### Supplied entries
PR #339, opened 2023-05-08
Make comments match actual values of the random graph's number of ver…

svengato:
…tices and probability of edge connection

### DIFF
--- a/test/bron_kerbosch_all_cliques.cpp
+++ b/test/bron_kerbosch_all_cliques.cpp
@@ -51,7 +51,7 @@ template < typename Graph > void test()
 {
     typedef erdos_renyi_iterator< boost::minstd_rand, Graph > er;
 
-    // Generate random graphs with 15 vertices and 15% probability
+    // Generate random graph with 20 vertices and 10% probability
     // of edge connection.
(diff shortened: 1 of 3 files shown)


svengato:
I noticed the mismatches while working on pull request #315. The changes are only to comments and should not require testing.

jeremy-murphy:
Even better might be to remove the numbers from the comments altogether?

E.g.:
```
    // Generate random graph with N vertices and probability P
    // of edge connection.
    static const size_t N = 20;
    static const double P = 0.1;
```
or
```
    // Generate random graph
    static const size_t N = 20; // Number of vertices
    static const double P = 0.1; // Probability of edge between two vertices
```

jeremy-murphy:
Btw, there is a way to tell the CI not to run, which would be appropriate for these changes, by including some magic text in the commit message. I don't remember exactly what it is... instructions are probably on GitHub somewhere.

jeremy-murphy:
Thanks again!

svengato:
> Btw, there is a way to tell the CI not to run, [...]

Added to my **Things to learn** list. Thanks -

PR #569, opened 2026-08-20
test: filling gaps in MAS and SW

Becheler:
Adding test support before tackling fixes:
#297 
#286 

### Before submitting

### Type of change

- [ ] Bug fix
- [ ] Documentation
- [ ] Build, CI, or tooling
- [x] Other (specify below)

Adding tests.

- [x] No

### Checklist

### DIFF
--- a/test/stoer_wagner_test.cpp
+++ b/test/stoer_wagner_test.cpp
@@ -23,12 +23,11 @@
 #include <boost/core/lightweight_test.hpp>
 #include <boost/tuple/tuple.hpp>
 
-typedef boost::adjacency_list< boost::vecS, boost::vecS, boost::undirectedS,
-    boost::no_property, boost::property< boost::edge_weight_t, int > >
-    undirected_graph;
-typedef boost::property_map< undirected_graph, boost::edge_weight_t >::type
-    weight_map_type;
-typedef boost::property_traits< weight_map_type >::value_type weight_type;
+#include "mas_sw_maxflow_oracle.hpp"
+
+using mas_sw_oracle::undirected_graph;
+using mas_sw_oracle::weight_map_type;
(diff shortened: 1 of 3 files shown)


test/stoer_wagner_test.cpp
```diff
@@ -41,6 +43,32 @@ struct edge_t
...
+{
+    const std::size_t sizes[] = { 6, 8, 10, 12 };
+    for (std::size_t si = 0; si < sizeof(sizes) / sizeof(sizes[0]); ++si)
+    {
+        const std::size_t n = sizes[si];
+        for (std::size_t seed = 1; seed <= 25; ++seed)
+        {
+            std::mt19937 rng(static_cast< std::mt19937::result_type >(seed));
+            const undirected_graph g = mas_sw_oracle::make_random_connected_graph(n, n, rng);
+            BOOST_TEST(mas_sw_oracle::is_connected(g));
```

==

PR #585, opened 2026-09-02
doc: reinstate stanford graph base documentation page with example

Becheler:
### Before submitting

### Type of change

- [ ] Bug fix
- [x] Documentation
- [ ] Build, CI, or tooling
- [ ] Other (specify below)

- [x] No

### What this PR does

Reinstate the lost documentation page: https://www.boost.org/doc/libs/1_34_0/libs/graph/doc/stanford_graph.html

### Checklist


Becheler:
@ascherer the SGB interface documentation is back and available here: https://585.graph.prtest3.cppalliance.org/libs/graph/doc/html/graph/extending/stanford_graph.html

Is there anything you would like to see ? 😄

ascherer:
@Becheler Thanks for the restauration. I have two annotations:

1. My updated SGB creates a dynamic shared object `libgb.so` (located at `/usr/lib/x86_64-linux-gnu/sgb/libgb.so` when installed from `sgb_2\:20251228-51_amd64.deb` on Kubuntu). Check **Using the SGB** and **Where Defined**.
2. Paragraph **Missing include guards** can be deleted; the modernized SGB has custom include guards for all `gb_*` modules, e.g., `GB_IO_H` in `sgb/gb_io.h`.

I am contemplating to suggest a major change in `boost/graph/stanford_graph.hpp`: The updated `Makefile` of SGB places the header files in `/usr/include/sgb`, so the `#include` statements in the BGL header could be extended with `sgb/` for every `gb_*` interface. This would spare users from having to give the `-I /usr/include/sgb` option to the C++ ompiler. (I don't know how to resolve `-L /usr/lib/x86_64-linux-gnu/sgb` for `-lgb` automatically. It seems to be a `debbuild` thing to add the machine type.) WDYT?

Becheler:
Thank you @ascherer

### Try it
What do the lines above say from the one containing "PR #339, opened 2023-05-08" down to the one containing "- [ ] Documentation"? Return them exactly, both end lines included, and only them.

### Task answer
PR #339, opened 2023-05-08
Make comments match actual values of the random graph's number of ver…

svengato:
…tices and probability of edge connection

### DIFF
--- a/test/bron_kerbosch_all_cliques.cpp
+++ b/test/bron_kerbosch_all_cliques.cpp
@@ -51,7 +51,7 @@ template < typename Graph > void test()
 {
     typedef erdos_renyi_iterator< boost::minstd_rand, Graph > er;
 
-    // Generate random graphs with 15 vertices and 15% probability
+    // Generate random graph with 20 vertices and 10% probability
     // of edge connection.
(diff shortened: 1 of 3 files shown)


svengato:
I noticed the mismatches while working on pull request #315. The changes are only to comments and should not require testing.

jeremy-murphy:
Even better might be to remove the numbers from the comments altogether?

E.g.:
```
    // Generate random graph with N vertices and probability P
    // of edge connection.
    static const size_t N = 20;
    static const double P = 0.1;
```
or
```
    // Generate random graph
    static const size_t N = 20; // Number of vertices
    static const double P = 0.1; // Probability of edge between two vertices
```

jeremy-murphy:
Btw, there is a way to tell the CI not to run, which would be appropriate for these changes, by including some magic text in the commit message. I don't remember exactly what it is... instructions are probably on GitHub somewhere.

jeremy-murphy:
Thanks again!

svengato:
> Btw, there is a way to tell the CI not to run, [...]

Added to my **Things to learn** list. Thanks -

PR #569, opened 2026-08-20
test: filling gaps in MAS and SW

Becheler:
Adding test support before tackling fixes:
#297 
#286 

### Before submitting

### Type of change

- [ ] Bug fix
- [ ] Documentation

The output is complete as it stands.